The fix requires ~three~ ~four~ several steps:

- When starting to construct a sequent map (the data structure that
stores the derived constraints), we first sort all of the "real"
constraints by their `source_order`. That ensures that we insert things
into the sequent map in a stable order.
- During sequent map construction, derived facts are discovered by a
deterministic process applied to constraints in a (now) stable order. So
derived facts are now also inserted in a stable order.
- We update the fields of `SequentMap` to use `FxOrderSet` instead of
`FxHashSet`, so that we retain that stable insertion order.
- When walking BDD paths when constructing a specialization, we were
already sorting the constraints by their `source_order`. However, we
were not considering that we might get derived constraints, and
therefore constraints with "ties". Because of that, we need to make sure
to use a _stable_ sort, that retains the insertion order for those ties.

All together, this...should...fix the nondeterminism. (Unfortunately, I
haven't been able to effectively test this, since I haven't been able to
coerce local tests to flop into the other order that we sometimes see in
CI.)

crates/ty_python_semantic/src/types/constraints.rs

@@ -83,7 +83,7 @@ use crate::types::{
     BoundTypeVarIdentity, BoundTypeVarInstance, IntersectionType, Type, TypeVarBoundOrConstraints,
     UnionType, walk_bound_type_var_type,
 };
-use crate::{Db, FxOrderMap};
+use crate::{Db, FxOrderMap, FxOrderSet};
 
 /// An extension trait for building constraint sets from [`Option`] values.
 pub(crate) trait OptionConstraintsExtension<T> {
@@ -2222,10 +2222,21 @@ impl<'db> InteriorNode<'db> {
             constraints = %Node::Interior(self).display(db),
             "create sequent map",
         );
-        let mut map = SequentMap::default();
-        Node::Interior(self).for_each_constraint(db, &mut |constraint, _| {
-            map.add(db, constraint);
+
+        // Sort the constraints in this BDD by their `source_order`s before adding them to the
+        // sequent map.
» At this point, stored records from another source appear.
PR #29582, opened 2025-02-06
refactor(@angular/build): also add `server.preTransformRequests`

alan-agius4:
https://github.com/angular/angular-cli/commit/5c1360179cec2f0fad6b2adb4a8e4d6930738976 moved `preTransformRequests` from the `server` to `dev` section. But vite, still uses the `server` section in such cases https://github.com/vitejs/vite/blob/bcdb51a1ac082f4e8ed6f820787d6745dfaa972d/packages/vite/src/node/server/index.ts#L673 and https://github.com/vitejs/vite/blob/bcdb51a1ac082f4e8ed6f820787d6745dfaa972d/packages/vite/src/node/server/middlewares/indexHtml.ts#L475

### DIFF
--- a/packages/angular/build/src/builders/dev-server/vite-server.ts
+++ b/packages/angular/build/src/builders/dev-server/vite-server.ts
@@ -734,6 +734,7 @@ function updateResultRecord(
   }
 }
 
+// eslint-disable-next-line max-lines-per-function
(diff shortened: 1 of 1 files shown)


jkrems (approved):

alan-agius4:

PR #29876, opened 2025-03-18
build: improve debugging mode of e2e test runner

devversion:
Currently the `while` loop may either be causing the process to be really stuck/hanging, or it somehow causes Node to exit.

This change makes the logic more robust and less CPU consuming.


alan-agius4 (approved):

alan-agius4:

PR #29881, opened 2025-03-19
build: update development Node.js version to 22.14.0 and auto-update

clydin:
The version of Node.js used for development and CI jobs is now set to the active LTS version's latest minor and patch. Renovate is also now configured to update the minor and patch versions once a week.


renovate.json
```diff
@@ -20,9 +20,20 @@
...
     "packages/**/package.json",
     "tests/legacy-cli/e2e/ng-snapshot/package.json",
-    ".github/workflows/**/*.yml"
+    ".github/workflows/**/*.yml",
+    ".nvmrc"
   ],
   "packageRules": [
+    {
+      "matchDepNames": ["node"],
+      "schedule": ["before 4:00am on monday"],
```
alan-agius4, line 29: Do we need schedule this on a monday? Can't be leave to regular scheduling?

alan-agius4 (approved):

PR #29882, opened 2025-03-19
fix(@schematics/angular): replace `@angular/platform-browser-dynamic` with `@angular/platform-browser`

alan-agius4:
The Angular CLI explicitly adds `@angular/compiler` as a polyfill when JIT mode is enabled which makes using  `@angular/platform-browser-dynamic` redundant and causes the compiler to be imported twice.


devversion (approved):

clydin:
Should the dependency be removed from the package.json as well?

alan-agius4:
We are still using it for testing, can be moved once https://github.com/angular/angular/pull/60453 is landed.

alan-agius4:

PR #29888, opened 2025-03-19
fix(@angular/build): ensure errors for missing component resources

### LINKED ISSUE #29887: No compilation errors for non-existing css files referred in component's styleUrl/styleUrls

Don't known / other

### Is this a regression?

Yes

### Description

When using @angular-devkit/build-angular:application in new Angular there seems to be no check for existence of css files referred from the component.

To replicate, create empty project using the latest Angular, then edit `src/app/app.component.ts` and change .css file path to non-existing file or any string.

After that both `ng serve` and `ng build` still run successfully without any complains/warnings.

Unit tests `ng test` is failing (probably because it's still using webpack)

_No response_

```true

```

```true
Angular CLI: 19.2.3
Node: 18.20.6
Package Manager: npm 10.8.2
OS: linux x64

Angular: 19.2.2

@angular-devkit/architect       0.1902.3
@angular-devkit/build-angular   19.2.3
@angular-devkit/core            19.2.3
@angular-devkit/schematics      19.2.3
@angular/cli                    19.2.3
@schematics/angular             19.2.3
rxjs                            7.8.2
```

### Anything else?

_No response_

clydin:
Compile time errors will now always be generated when an HTML template and/or CSS component stylesheet are not present on disk. The Angular compiler expects a return value of `null` from the `resourceNameToFileName` function to indicate that a resource path does not exist. JIT mode previously and continues to generate errors as expected.

Closes #29887

### DIFF
--- a/packages/angular/build/src/builders/application/tests/behavior/component-stylesheets_spec.ts
+++ b/packages/angular/build/src/builders/application/tests/behavior/component-stylesheets_spec.ts
@@ -44,5 +44,44 @@ describeBuilder(buildApplication, APPLICATION_BUILDER_INFO, (harness) => {
 
       harness.expectFile('dist/browser/main.js').content.not.toContain('variables');
     });
+
+    it('should generater an error for a missing stylesheet with AOT', async () => {
+      await harness.modifyFile('src/app/app.component.ts', (content) => {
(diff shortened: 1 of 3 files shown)


alan-agius4 (approved):

clydin:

This ensures that constraints appear in the sequent map in a stable order.
+        // The constraints mentioned in a BDD should all have distinct `source_order`s, so an
+        // unstable sort is fine.
+        let mut constraints = Vec::new();
+        Node::Interior(self).for_each_constraint(db, &mut |constraint, source_order| {
+            constraints.push((constraint, source_order));
         });
+        constraints.sort_unstable_by_key(|(_, source_order)| *source_order);
+
+        let mut map = SequentMap::default();
+        for (constraint, _) in constraints {
+            map.add(db, constraint);
+        }
         map
     }
 
@@ -2781,10 +2792,10 @@ struct SequentMap<'db> {
     /// Sequents of the form `C₁ ∧ C₂ → D`
     pair_implications: FxHashMap<
         (ConstrainedTypeVar<'db>, ConstrainedTypeVar<'db>),
-        FxHashSet<ConstrainedTypeVar<'db>>,
+        FxOrderSet<ConstrainedTypeVar<'db>>,
     >,
     /// Sequents of the form `C → D`
-    single_implications: FxHashMap<ConstrainedTypeVar<'db>, FxHashSet<ConstrainedTypeVar<'db>>>,
+    single_implications: FxHashMap<ConstrainedTypeVar<'db>, FxOrderSet<ConstrainedTypeVar<'db>>>,
     /// Constraints that we have already processed
     processed: FxHashSet<ConstrainedTypeVar<'db>>,
     /// Constraints that enqueued to be processed

crates/ty_python_semantic/src/types/generics.rs

@@ -1590,14 +1590,19 @@ impl<'db> SpecializationBuilder<'db> {
             upper: FxOrderSet<Type<'db>>,
         }
 
+        // Sort the constraints in each path by their `source_order`s, to ensure that we construct
+        // any unions or intersections in our type mappings in a stable order. Constraints might
+        // come out of `PathAssignment`s with identical `source_order`s, but if they do, those
+        // "tied" constraints will still be ordered in a stable way. So we need a stable sort to
+        // retain that stable per-tie ordering.
         let constraints = constraints.limit_to_valid_specializations(self.db);
         let mut sorted_paths = Vec::new();
         constraints.for_each_path(self.db, |path| {
             let mut path: Vec<_> = path.positive_constraints().collect();
-            path.sort_unstable_by_key(|(_, source_order)| *source_order);
+            path.sort_by_key(|(_, source_order)| *source_order);
             sorted_paths.push(path);
         });
-        sorted_paths.sort_unstable_by(|path1, path2| {
+        sorted_paths.sort_by(|path1, path2| {
             let source_orders1 = path1.iter().map(|(_, source_order)| *source_order);
             let source_orders2 = path2.iter().map(|(_, source_order)| *source_order);
             source_orders1.cmp(source_orders2)